It’s an urgent situation, because Professor Goffman’s book shows clearly that the microeconomics of a life on the run are grim indeed.
This is the closing paragraph of Tyler Cowen’s excellent piece, “The Financial Hazards of a Fugitive Life,” New York Times, June 1, 2014 (print). Tyler’s article is a review of Alice Goffman, On the Run: Fugitive Life in an American City.
Although, as Tyler notes, Goffman doesn’t highlight the drug war, Tyler does:
The book can be read as an indictment of the war on drugs, though Professor Goffman doesn’t stress this implication. People who run afoul of drug laws face economic burdens and losses of liberty that are extremely destructive and go well beyond the risk of a prison sentence. The author refers to the American ghetto as “one of the last repressive regimes of the age.” Current drug laws have helped to create and maintain these social structures without appearing to have done much to limit substance abuse.
An excerpt from Goffman’s piece, “The Fugitive Life,” in the New York Times the same day:
A few weeks after Eddie turned 14, an officer stopped him outside the corner store, patted him down and found a nickel bag of crack in the lining of his jeans. When the officer reached for his handcuffs, Eddie fled, losing the officer in the alleyways. In the escape, Eddie scaled a fence and landed badly. He walked into his grandmother’s house panting and clutching his right forearm, the bone exposed. I had been sitting with his grandmother that afternoon and saw Eddie come through the door.
Back to Tyler:
For all the recent talk of a surveillance state created through the National Security Agency, an oppressive low-tech surveillance state has been in place for decades — and it’s been directed at many of America’s poorest people.

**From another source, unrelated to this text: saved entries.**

PR #855, opened 2020-10-06
fix: filter highlighted Y values

darnautov:
## Summary

Filter out highlighted data based on presented Y values


markov00 (approved):
LGTM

As every friend or relative becomes a potential informant, cooperation plummets and life degenerates into a day-to-day struggle to remain outside the reaches of the law. Professor Goffman offers a chilling portrait of tactics used to encourage relatives to turn in possible lawbreakers: For example, the police may tell mothers that if they don’t report their errant men, the authorities will yank their children, a threat that may be backed by a charge of harboring or aiding and abetting a fugitive. “Squealing” thus becomes more likely. A community becomes divided between those who are on the clean side of the law and those who are not. And trust breaks down in personal relationships.
On December 4 last year, President Obama said:
I believe this is the defining challenge of our time: Making sure our economy works for every working American.
He went on to advocate more government programs rather than getting rid of one government program: the war on drugs.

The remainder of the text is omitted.